I was talking to one of my mothers who I have not talked to in a while. She still goes to my old church even though she is going to see if they decide to leave the PCUSA before she goes somewhere else. And if the current pastor will leave if that happens. We pined over the good ole days when Smyrna actually screened their employees and before they canonized saints. Then I talked about other Reformed Churches in the area. I said, I'm so glad I'm not like other denominations and that I'm Presbyterian, pretending I'm that Pharisee in Jesus's parable.
Then she said, "the only thing I just don't like is infant baptism." She had been Baptist most of her life. She thinks it is more meaningful if kids remember their baptism. I remember neither my baptism nor my conversion. I remember dedicating my life to the Lord in middle school, but there's not a time when I remember not believing in God. However, I do remember confirmation class where Martha taught us the book of John. And I relive my own baptism every time someone else gets baptized. It's like I can feel him or her entering the covenant community that is for both believers and their children.
Folks forget that this is how we baptized people for 1500 years. Families were considered as a unit, not as individuals. If the head of the house believed, then that made the rest of the members holy and they could all be baptized. (1 Corinthians 7:14) The Philippian jailer and his household. Lydia and her household. One bad byproduct of the reformation, besides the visible church falling apart (the invisible church never can fall apart) is people going so far to not be Catholic that they started insisting on individual rights and preferences instead of seeing how God wants all Christians to live as a covenant community on earth where if kids are not baptized they were cut off from God's mark. Just like when kids weren't circumcised in the Old Testament, they weren't considered visible Israel.
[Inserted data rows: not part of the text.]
PR #1302, opened 2020-09-08
Monthly cohorts

rsanheim:
Get monthly cohorts working for feature parity w/ old reports.

**Story card:** https://app.clubhouse.io/simpledotorg/story/465/monthly-cohort-reports

**Screenshot**
image

## TODO

* [x] update labels for monthly cohorts to be correct


app/models/period.rb
```diff
@@ -87,6 +97,12 @@ def previous
     end
   end
 
+  def downto(number)
```
kitallis, line 100: Ha, took me a bit to understand this, but I get it. I also can't think of a simpler way that isn't imperative,

```ruby
# worse
def downto(number)
  periods = [self]
    
  number.times do
    periods << periods.last.previous
  end

  periods
end
```

app/services/cohort_service.rb
```diff
@@ -1,36 +1,37 @@
...
 
   # Each quarter cohort is made up of patients registered in the previous quarter
   # who has had a follow up visit in the current quarter.
   def call
     result = {quarterly_registrations: []}
-    quarters.each do |results_quarter|
-      quarter_data = compute_quarter(results_quarter)
-      result[:quarterly_registrations] << quarter_data
+    range.each do |period|
+      result[:quarterly_registrations] << compute(period)
```
kitallis, line 17: This is still outputting `quarterly_registrations`? How does that work? My understanding is that the range of these reports are now period-type agnostic, so we'll have to collect the results generically now?

kitallis (commented):
The strategy makes a lot of sense. I'm a little unclear how the different result-sets will be collected eventually, but I assume that is to come.

app/controllers/reports/regions_controller.rb
```diff
@@ -50,24 +50,19 @@ def details
 
   def cohort
     authorize(:dashboard, :show?)
+    period_params = report_params[:period].presence || {type: :month, value: Date.current.beginning_of_month}
```
harimohanraj89, line 53: `report_params[:period].presence || CohortService.default_period`?

app/models/period.rb
harimohanraj89: `downto` is standard enough that I think this is fine 😅

app/services/cohort_service.rb
```diff
@@ -1,36 +1,37 @@
 class CohortService
-  attr_reader :region, :quarters
   CACHE_VERSION = 1
   CACHE_TTL = 7.days
+  attr_reader :range
+  attr_reader :region
 
-  def initialize(region:, quarters: nil)
+  def initialize(region:, range: nil)
```
harimohanraj89, line 7: How about `periods:` instead of `range:`? Consistent with `ControlRateService`

app/services/cohort_service.rb
```diff
@@ -1,36 +1,37 @@
...
-  def compute_quarter(results_quarter)
-    Rails.cache.fetch(cache_key(results_quarter), version: cache_version, expires_in: CACHE_TTL, force: force_cache?) do
-      cohort_quarter = results_quarter.previous_quarter
-      period = {cohort_period: :quarter,
-                registration_quarter: cohort_quarter.number,
-                registration_year: cohort_quarter.year}
+  def compute(period)
+    Rails.cache.fetch(cache_key(period), version: cache_version, expires_in: CACHE_TTL, force: force_cache?) do
+      cohort_period = period.previous
+      period = {cohort_period: cohort_period.type,
```
harimohanraj89, line 27: We're clobbering the method argument `period` with this local variable 😅

app/views/reports/regions/_header.html.erb
```diff
@@ -21,16 +21,21 @@
   <p class="mb-12px fs-xxlarge fw-bold">
     <%= @region.name %>
   </p>
+  <%
+    # We want to maintain the request params for Overview and Detail nav links, but _only_ in the
+    # case where its _not_ a quarter (as those pages don't support quarters).
+    url_params = (params.dig(:period, :type) == "quarter") ? {} : request.params
```
harimohanraj89, line 27: Any harm in _not_ excluding quarters? Do those actions gracefully ignore unsupported params, or do they loudly fail?

app/services/cohort_service.rb
```diff
@@ -1,36 +1,37 @@
...
 
-  def initialize(region:, quarters: nil)
+  def initialize(region:, range: nil)
     @region = region
-    @quarters = quarters || default_quarters
+    @range = range || default_range
   end
 
   # Each quarter cohort is made up of patients registered in the previous quarter
   # who has had a follow up visit in the current quarter.
```
harimohanraj89, line 13: We should update this comment's wording to be period-type-agnostic.

app/services/cohort_service.rb
harimohanraj89: Since each element of the array we're building here is rich with cohort info, we could even drop this top-level key, and return an array. Should we do that?

app/services/cohort_service.rb
```diff
@@ -1,36 +1,37 @@
...
-      period = {cohort_period: :quarter,
-                registration_quarter: cohort_quarter.number,
-                registration_year: cohort_quarter.year}
+  def compute(period)
+    Rails.cache.fetch(cache_key(period), version: cache_version, expires_in: CACHE_TTL, force: force_cache?) do
+      cohort_period = period.previous
+      period = {cohort_period: cohort_period.type,
+                registration_quarter: cohort_period.value.try(:number),
+                registration_year: cohort_period.value.try(:year),
+                registration_month: cohort_period.value.try(:month)}
```
harimohanraj89, line 30: I guess we don't _need_ to, but should we version-bump the cache for good measure?

app/services/cohort_service.rb
```diff
@@ -1,36 +1,37 @@
...
   private
 
-  def compute_quarter(results_quarter)
-    Rails.cache.fetch(cache_key(results_quarter), version: cache_version, expires_in: CACHE_TTL, force: force_cache?) do
-      cohort_quarter = results_quarter.previous_quarter
-      period = {cohort_period: :quarter,
-                registration_quarter: cohort_quarter.number,
-                registration_year: cohort_quarter.year}
+  def compute(period)
+    Rails.cache.fetch(cache_key(period), version: cache_version, expires_in: CACHE_TTL, force: force_cache?) do
```
harimohanraj89, line 25: `cache_key(period)` will gracefully generate separate keys for monthly cohorts. Nice.

Can we update the name of the argument in the method definition below to `period`?

app/views/reports/regions/_header.html.erb
```diff
@@ -43,24 +48,45 @@
...
-
-          <% (1..6).each do |num|
-              selected = false
-              date = Date.current.beginning_of_month.advance(months: -num)
-              period = Period.new(type: :month, value: date)
+      <% if action_name == "cohort" %>
+        <div class="dropdown-menu" aria-labelledby="dropdownMenuLink">
+          <% [:quarter, :month].each do |period_type|
+            period = Period.new(type: period_type, value: @period.to_date)
+            selected = true if period.type == @period.type && period == @period
```
harimohanraj89, line 61: Hmmm, should we relax our `Period` comparator to return false if types are different?

harimohanraj89 (dismissed):
Feedback below! A few definite blockers. Feel free to get Tim to override our reviews once addressed.

app/services/cohort_service.rb
rsanheim: Yup, just pushed up a change to just return the array. 👍

app/views/reports/regions/_header.html.erb
rsanheim: They will fail, because we try to build the `Period` from params for all the actions, and a Period can built w/ a type of `month` or `quarter`. But only the `cohort` stuff deals w/ quarters (for now).

app/views/reports/regions/_header.html.erb
rsanheim: Yup did that.

app/controllers/reports/regions_controller.rb
timcheadle: Agreed, let's delegate this default to the service as we're doing in `set_period`

app/helpers/reports/regions_helper.rb
```diff
@@ -3,4 +3,8 @@ def percentage_or_na(value, options)
     return "N/A" if value.blank?
     number_to_percentage(value, options)
   end
+
+  def cohort_report_type(period)
+    "#{period.type.to_s.humanize}ly report"
```
timcheadle, line 8: Not sure we need the "report" verbage in here, should we leave that up to the view?

timcheadle (commented):
I'm also getting different months in the new vs old reports:

**New reports:**
image

**Old reports:**
image

claudiovallejo:
@rsanheim this looks good! Made a small visual update — I reversed the order of the bar graph's title/subtitle.

claudiovallejo (approved):

app/helpers/reports/regions_helper.rb
rsanheim: This is just a view helper, so I think this is fine.

app/models/period.rb
rsanheim: Yeah, its a ruby stdlib method on a few core classes: https://apidock.com/ruby/Integer/downto

PR #1303, opened 2020-09-10
Gate RegionsController for new permissions

vkrmis:
**Story card:** https://app.clubhouse.io/simpledotorg/story/1134/migrate-the-regionscontroller-and-its-actions

## Because

## This addresses

Migrates the RegionsController and it's views to use the new permissions (gated by a Flipper flag)

### DIFF
--- a/app/controllers/reports/regions_controller.rb
+++ b/app/controllers/reports/regions_controller.rb
@@ -15,7 +15,6 @@ class Reports::RegionsController < AdminController
     if Flipper.enabled?(:new_permissions_system_aug_2020, current_admin)
       authorize1 { current_admin.accessible_facilities(:view_reports).any? }
       @organizations = current_admin.accessible_facilities(:view_reports)
-        .includes(facility_group: :organization)
         .flat_map(&:organization)
         .uniq
         .compact
--- a/app/controllers/reports/regions_controller.rb
+++ b/app/controllers/reports/regions_controller.rb
@@ -8,14 +8,30 @@ class Reports::RegionsController < AdminController
   before_action :find_region, except: :index
   around_action :set_time_zone
 
-  def index
-    authorize(:dashboard, :show?)
+  skip_after_action :verify_authorized, if: -> { Flipper.enabled?(:new_permissions_system_aug_2020, current_admin) }
+  after_action :verify_authorization_attempted, if: -> { Flipper.enabled?(:new_permissions_system_aug_2020, current_admin) }
 
-    @organizations = policy_scope([:cohort_report, Organization]).order(:name)
+  def index
+    if Flipper.enabled?(:new_permissions_system_aug_2020, current_admin)
+      authorize1 { current_admin.accessible_facilities(:view_reports).any? }
+      @organizations = current_admin.accessible_facilities(:view_reports)
+        .includes(facility_group: :organization)
+        .flat_map(&:organization)
+        .uniq
+        .compact
+        .sort_by(&:name)
+    else
+      authorize(:dashboard, :show?)
+      @organizations = policy_scope([:cohort_report, Organization]).order(:name)
+    end
   end
 
   def show
-    authorize(:dashboard, :show?)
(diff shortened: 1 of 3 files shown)


app/controllers/reports/regions_controller.rb
```diff
@@ -8,14 +8,30 @@ class Reports::RegionsController < AdminController
...
 
-    @organizations = policy_scope([:cohort_report, Organization]).order(:name)
+  def index
+    if Flipper.enabled?(:new_permissions_system_aug_2020, current_admin)
+      authorize1 { current_admin.accessible_facilities(:view_reports).any? }
+      @organizations = current_admin.accessible_facilities(:view_reports)
+        .includes(facility_group: :organization)
+        .flat_map(&:organization)
+        .uniq
+        .compact
```
prabhanshuguptagit, line 21: Which scope here introduces the dups and nils? Should we move these to inside `accessible_facilities` if that's the source? Should we move this to `accessible_organizations` and use that instead?

app/views/reports/regions/index.html.erb
```diff
@@ -15,10 +15,26 @@
...
-            <%= link_to(reports_region_path(district, report_scope: "district"), class: "link-row") do %>
-              <i class='fas fa-angle-right light'></i>
-              <%= district.name %>
+          <% if Flipper.enabled?(:new_permissions_system_aug_2020, current_admin) %>
+            <% current_admin.accessible_facilities(:view_reports)
+               .includes(facility_group: :organization)
+               .where(facility_groups: {organization: organization})
+               .flat_map(&:facility_group)
+               .uniq
+               .compact
```
prabhanshuguptagit, line 24: Same here, if we could call `accessible_facility_groups` that would be nice.

app/controllers/reports/regions_controller.rb
vkrmis: `@organizations` is used to show links for organizations where the current_admin has access to any facilities under them. We need to `.uniq.compact` this so we only show one link for each organization.

We can't use `accessible_organizations` for this because in the new permissions system, having access to a single facility under an organization isn't the same as having access to the whole organization. This means `accessible_organizations` only returns organizations for power users and organization managers.

This worked in the old permissions system because the [:cohort_report, Organization] policy would traverse the tree in both directions and include organizations in the scope even if the user only had access to a single facility under them.

app/views/reports/regions/index.html.erb
vkrmis: _ditto_ ^

app/controllers/reports/regions_controller.rb
prabhanshuguptagit: 👍  Does it make sense to add convenience methods for getting such orgs?

prabhanshuguptagit (approved):

kitallis (approved):

app/views/reports/regions/index.html.erb
```diff
@@ -15,10 +15,26 @@
       <section>
         <div class="card">
           <h2><%= organization.name %></h2>
-          <% policy_scope([:cohort_report, organization.facility_groups]).order(:name).each do |district| %>
-            <%= link_to(reports_region_path(district, report_scope: "district"), class: "link-row") do %>
-              <i class='fas fa-angle-right light'></i>
-              <%= district.name %>
+          <% if Flipper.enabled?(:new_permissions_system_aug_2020, current_admin) %>
+            <% current_admin.accessible_facilities(:view_reports)
+               .includes(facility_group: :organization)
```
kitallis, line 20: I think this can be removed, we've already [inlined](https://github.com/simpledotorg/simple-server/blob/master/app/models/user_access.rb#L65) this `includes`.

vkrmis:
@prabhanshuguptagit we went back and forth on this a bit. We had a version of `visible_*` methods at some point, but removed them to keep things simple and unambiguous. If this becomes a common enough need, we can revisit and add some convenience methods.

PR #1304, opened 2020-09-10
Gate Analytics Controllers and views

vkrmis:
**Story card:** https://app.clubhouse.io/simpledotorg/story/1209/migrate-the-analytics-controller-and-its-actions

## Because

## This addresses

Migrates the Analytics Controller views to use the new permissions (gated by a Flipper flag)


app/views/analytics/facilities/show.html.erb
```diff
@@ -49,28 +62,55 @@
...
-      <% end %>
-    </p>
-    <p>
-      <%= link_to analytics_facility_patient_list_with_history_path(@facility) do %>
-        <i class="far fa-file-excel mr-2"></i>
-        Patient line list (with medication history)
-      <% end %>
-    </p>
+  <% if Flipper.enabled?(:new_permissions_system_aug_2020, current_admin) %>
+    <% if current_admin.accessible_facilities(:view_reports).include?(@facility) %>
```
harimohanraj89, line 66: This should be `:view_pii`, right? For the line list?

app/views/shared/_analytics_table.html.erb
```diff
@@ -73,37 +73,73 @@
...
-              <% else %>
-                <%= link_to resource.send(row_resource_display_field), send(row_resource_link, resource) %>
-              <% end %>
-            </td>
-
-            <!--Registered patients-->
-            <td style="text-align: center;">
-              <%= dash_if_zero(dashboard_analytics.dig(resource.id, :total_registered_patients)) %>
-            </td>
+      <% if Flipper.enabled?(:new_permissions_system_aug_2020, current_admin) %>
```
harimohanraj89, line 76: Can we simplify these big chunks of ERB branching by pulling out just the bits we need to switch on? In both cases we're getting some collection in two different ways, but iterating through it the same way.

Can we use the Flipper if-else just to set a local `resources` var, and then have a single `resource.each` block?

harimohanraj89 (changes requested):
Some questions and ideas!

app/controllers/analytics/districts_controller.rb
```diff
@@ -4,6 +4,7 @@ class Analytics::DistrictsController < AnalyticsController
 
   before_action :set_organization_district
   skip_after_action :verify_authorized
+  skip_after_action :verify_authorization_attempted
```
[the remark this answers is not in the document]
vkrmis: The `DistrictsController` has never had any (the previous line skips the old authorization check). Unsure why this is the case, so I haven't changed it.

app/views/analytics/facilities/show.html.erb
```diff
@@ -18,19 +18,32 @@
...
 
-<%= render 'shared/analytics_table',
-  dashboard_analytics: @dashboard_analytics,
-  period: @period,
-  row_resource: User.order(:full_name),
-  row_resource_description: "Users",
-  row_resource_display_field: :full_name,
-  row_resource_link: :admin_user_path %>
-
-<% if policy([:cohort_report, @facility]).view_health_worker_activity? %>
```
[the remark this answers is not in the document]
vkrmis: Missed this, switching it to `view_pii`

app/views/analytics/facilities/show.html.erb
vkrmis: Missed this, switching it to `view_pii`

app/views/shared/_analytics_table.html.erb
vkrmis: Will do this.

I've optimized for easily deleting the `else` branches, but it does lead to big mostly-duplicated chunks.

vkrmis: This is done

kitallis (approved):
❇️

You need to be in a visible church to be truly a Christian and you need to be marked by baptism, a circumcision without hands, from birth. The Bible says nothing about an age of accountability. Even if there was one, people these days drop the ball by baptizing their kids yet doing nothing to train them in the faith at home. Or sometimes unwed mothers will baptize their kids without showing any repentance. All denominations do the sacraments so wrong these days.
But praise God, he can override our mistakes and keep the invisible church together no matter what they argue over.